Menanggapi pertanyaan Ahmad Fahri, Mas Agus menjelaskan mengenai pengolahan berita di dalam Tempo sendiri. Bahwa semua berita yang disajikan Tempo seluruhnya berawal dari rapat redaksi yang dilaksanakan sangat demokratis. Dikatakan demokratis karena seluruh awak Tempo baik yang statusnya masih sebagai calon reporter sampai kepada redaksi maupun redaksi senior, seluruhnya mendapatkan kesempatan yang sama untuk mengusulkan berita. Sejauh berita yang diusulkan tersebut menarik dan mempunyai angle serta news pact, maka berita tersebut kemudian akan digolongkan sebagai berita layak Tempo yang akan ditindaklanjuti untuk kemudian dibuat reportasenya. Proses ini dapat dikatakan perlu ditiru oleh LPM demi mewujudkan iklim yang demokratis dan menekankan kepada keterbukaan. Mengenai pembagian divisi, mas Agus menilai bahwa lima divisi yang telah dibentuk LPM Mercusuar Unair yakni Redaksi, Litbang, Perusahaan, Artistik dan Fotografi, serta Humas sudah dirasa cukup untuk mewadahi jalannya kegiatan pers. Sedangkan dalam hal pengumpulan dana Mas Agus sengaja tidak menjabarkannya karena pada sesi ketiga seminar pertanyaan tersebut banyak dibahas oleh Mas Adi selaku Account Executive di Tempo Surabaya. Selanjutnya, menanggapi pertanyaan Ahalla, Mas Agus menjelaskan bahwa Tempo saat ini masih dapat survive dikarenakan oleh keunggulan konten yang dimilikinya. Mengingat setelah reformasi banyak menjamur media-media yang kritis, maka Tempo saat ini tidak lagi hanya mengandalkan sisi kritis dan gaya penulisan melainkan juga menawarkan pemberitaan yang bersifat investigatif. Investigatif di sini merujuk kepada hal-hal yang perlu diketahui masyarakat tetapi akses informasi tersebut minim dan cenderung ditutup-tutupi. Sejauh ini, media yang memberikan laporan investigatif masih jarang dan Tempo dapat dikatakan sebagai perintis laporan investigatif tersebut sehingga sampai saat ini, Temp masih diminati dan lekat dengan masyarakat. 

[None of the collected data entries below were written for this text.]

PR #1176, opened 2022-06-15
added closed to empty hour fields

jtmst:
## Description
Issue: https://github.com/department-of-veterans-affairs/va.gov-cms/issues/9390
Added logic to add 'Closed' to field office hours where there are no hours or comment

## Testing done
Visual testing on local env

## Screenshots
image

Screen Shot 2022-06-15 at 10 57 12 AM

## Acceptance criteria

Dalam presentasinya, Mas Agus menjelaskan mengenai sejarah singkat pembentukan Tempo. Tempo dibentuk pada tahun 1971 oleh sekelompok anak muda yang terdiri dari Goenawan Muhammad, Fikri Jufri, Christianto Wibisono, dan Usamah. Awalnya mereka tergabung dalam Ekspres, sebuah majalah berita mingguan. Namun karena terdapat perbedaan pendapat, mereka memutuskan keluar dan mendirikan Tempo. Nama Tempo sendiri dipilih karena kata ini dianggap mudah diucapkan dan cocok dengan sifat sebuah media berkala yang jarak terbitnya longgar, yakni mingguan. Edisi perdana majalah Tempo terbit pada 6 Maret 1971. Dengan mengedepankan peliputan berita yang jujur dan berimbang, serta tulisan yang disajikan dalam prosa yang menarik dan jenaka, Tempo tampil beda dan diterima masyarakat.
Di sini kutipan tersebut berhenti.